Maeve stood apart from the group, her fingers trailing over a stone pillar carved with leaping flames. The ley-line markings on her skin glowed faintly, mirroring the magma's rhythm. "I've… seen this place," she murmured. "In dreams. Or memories."

Reid moved to her side, his boots crunching on brittle obsidian shards. "Good memories?"

"Terrifying ones." Her gaze fixed on the chamber's heart—a raised dais where a sphere of liquid fire hovered above a pedestal, contained within a cage of rotating druidic sigils. The Forgotten Flame.

Whitaker joined them, her tablet whirring as it analyzed the energy readings. "The wards are a blend of druidic incantations and mechanical failsafes. To retrieve the Flame, someone needs to align these sigils and survive the ten-thousand-degree plasma contained within. Simple, really."

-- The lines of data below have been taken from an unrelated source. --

PR #2147, opened 2015-05-22
[Plots.Bar] Removed getBars() in favor of plotDataAt()/plotDataIn()

### LINKED ISSUE #2066: Rename and split `getBars`
`Plots.Bar` has a `getBars()` method:
```Typescript
public getBars(xValOrExtent: number | Extent, yValOrExtent: number | Extent): D3.Selection;
```

This should probably be split into two methods (one takes a point, another takes `Extent`s), and return `PlotData` to give the user more context. It should also be renamed so we can implement similar functionality on other `Plot`s:
```Typescript
plotDataAt(p: Point);
pltoDataInExtents(xExtent: Extent, yExtent: Extent);
```

rcchen:
We also now return `PlotData` so there is more context. See below for usage:
```typescript
// Data at a single pixel point
plot.plotDataAt({x: 2, y: 100});

// Data within a defined range
plot.plotDataIn({min: 200, max: 500}, {min: 0, max: 500});

// Data within bounds
plot.plotDataIn({topLeft: {x: 1, y: 1}, bottomRight: {x: 100, y: 100}})
```

Fiddle: http://jsfiddle.net/rcchen/tj79xsg4/1/

Fixes #2066


src/components/plots/barPlot.ts
```diff
@@ -238,38 +238,40 @@ export module Plots {
...
+      return this._getPlotData(p.x, p.y);
+    }
 
-      return d3.selectAll(bars);
+    /**
+     * Gets the {Plots.PlotData} that correspond to a given xRange/yRange
+     * 
+     * @param {Extent} xRange The specified range of x values
+     * @param {Extent} yRange The specified range of y values
+     * @return {Plots.PlotData} The plot data that corresponds to the {Extent}(s)
```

"Define 'simple,'" Reid said flatly.

"Approximately a ninety-seven percent chance of catastrophic failure."

"So you're saying there's a chance," Williams called from across the chamber, where he'd found a partially melted sword taller than he was. "Think this'll fit in my checked luggage?"

Maeve approached the dais, her reflection warping in the Flame's heat haze. As she neared, the sigils flared angrily, projecting holographic warnings in a language that made Whitaker gasp.

"It's Old Druidic!" she said, scrambling to record the symbols. "A warning—'Only the worthy may bear the Flame. All others burn.'"

"Helpful," Reid muttered. "Any tips on how to prove we're 'worthy'?"

Before Whitaker could answer, Maeve pressed her palm to the pedestal.

The chamber shifted.

Stone groaned as the walls dissolved into smoke, replaced by a vision of the forge in its prime. Ghostly figures moved through the mist—druids chanting alongside human engineers, their hands guiding flows of molten energy into weapons of gleaming light. Maeve staggered, clutching her head as the vision overtook her.

"You failed us," hissed a voice from the flames. The Eternal Court's crest materialized in the magma—Seraphine's symbol. "Your rebellion died screaming. Will you let these mortals share their fate?"

Reid grabbed Maeve's shoulder, yanking her back as a tendril of fire lashed out. "Stay with us, Maeve. That's not real."

"It is real," she whispered. "The Flame remembers. It knows my doubts. My… failures."

Across the chamber, Lance Corporal Parvati Singh called out, "Captain! You need to see this." She stood before a stone slab etched with glowing text, her medical scanner repurposed as a translation device. "These inscriptions—they're not just warnings. They're a countdown."

Reid joined her, squinting at the shifting runes. "Explain."

"The forge's stability is tied to the Flame. Remove it, and the Spire's magma chambers destabilize. We'll have minutes before the entire volcano erupts."

"Fantastic," Reid said. "Whitaker? How long to bypass the wards?"

The historian was already elbow-deep in a crystalline control panel, her gloves smoking from proximity to the Flame. "If I reroute the energy through Excalibur's residual charge… maybe five minutes. But Maeve will need to channel the Flame's power once it's free."

"No pressure," Williams said, hefting his rifle. "Just cradle a mini sun while running from lava. Tuesday stuff."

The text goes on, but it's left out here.